-------- Task input

PR #632, opened 2022-05-17
Nojira/update nightly test editor versions

vkovec:
updating the nightly editor versions based on this comment: https://github.com/Unity-Technologies/com.unity.formats.fbx/pull/630#issuecomment-1124703236

### DIFF
--- a/.yamato/upm-ci.yml
+++ b/.yamato/upm-ci.yml
@@ -1,7 +1,27 @@
-test_trigger_editors:
+release_4_2_nightly_trigger_editors:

----------------

What the task asks | Each record shown above is to be given again exactly.

Task answer |
PR #632, opened 2022-05-17
Nojira/update nightly test editor versions

vkovec:
updating the nightly editor versions based on this comment: https://github.com/Unity-Technologies/com.unity.formats.fbx/pull/630#issuecomment-1124703236

### DIFF
--- a/.yamato/upm-ci.yml
+++ b/.yamato/upm-ci.yml
@@ -1,7 +1,27 @@
-test_trigger_editors:
+release_4_2_nightly_trigger_editors:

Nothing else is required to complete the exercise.